_Entries provided_
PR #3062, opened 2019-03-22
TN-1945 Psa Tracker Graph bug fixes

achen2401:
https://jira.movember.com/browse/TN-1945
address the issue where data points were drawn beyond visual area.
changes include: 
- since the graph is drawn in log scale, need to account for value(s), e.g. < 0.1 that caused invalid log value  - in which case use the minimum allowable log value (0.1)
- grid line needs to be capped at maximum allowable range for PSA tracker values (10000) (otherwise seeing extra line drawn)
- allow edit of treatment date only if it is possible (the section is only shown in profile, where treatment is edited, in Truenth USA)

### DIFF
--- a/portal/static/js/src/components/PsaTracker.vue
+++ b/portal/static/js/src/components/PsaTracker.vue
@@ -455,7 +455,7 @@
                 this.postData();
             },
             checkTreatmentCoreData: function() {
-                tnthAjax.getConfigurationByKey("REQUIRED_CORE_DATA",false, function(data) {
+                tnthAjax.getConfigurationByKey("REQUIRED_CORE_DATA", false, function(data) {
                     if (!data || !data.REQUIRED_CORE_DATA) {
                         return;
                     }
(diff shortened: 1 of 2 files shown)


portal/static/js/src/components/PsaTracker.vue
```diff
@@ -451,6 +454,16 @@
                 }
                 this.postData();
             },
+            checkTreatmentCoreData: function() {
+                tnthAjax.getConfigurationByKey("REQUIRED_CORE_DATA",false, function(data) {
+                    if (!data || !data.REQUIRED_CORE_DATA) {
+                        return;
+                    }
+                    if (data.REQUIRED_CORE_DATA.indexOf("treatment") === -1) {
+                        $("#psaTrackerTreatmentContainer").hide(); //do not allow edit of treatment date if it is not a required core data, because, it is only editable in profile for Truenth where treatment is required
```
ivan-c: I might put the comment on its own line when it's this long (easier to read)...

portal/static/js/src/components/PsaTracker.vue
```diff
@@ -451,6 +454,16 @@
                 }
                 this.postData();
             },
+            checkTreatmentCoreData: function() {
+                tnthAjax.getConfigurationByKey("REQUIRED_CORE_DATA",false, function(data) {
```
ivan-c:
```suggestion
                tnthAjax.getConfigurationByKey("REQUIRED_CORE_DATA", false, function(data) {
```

_About this exercise_
Check each line of the data above for the string "drawn", and copy the ones that have it.

_The completed task_
address the issue where data points were drawn beyond visual area.
- since the graph is drawn in log scale, need to account for value(s), e.g. < 0.1 that caused invalid log value  - in which case use the minimum allowable log value (0.1)
- grid line needs to be capped at maximum allowable range for PSA tracker values (10000) (otherwise seeing extra line drawn)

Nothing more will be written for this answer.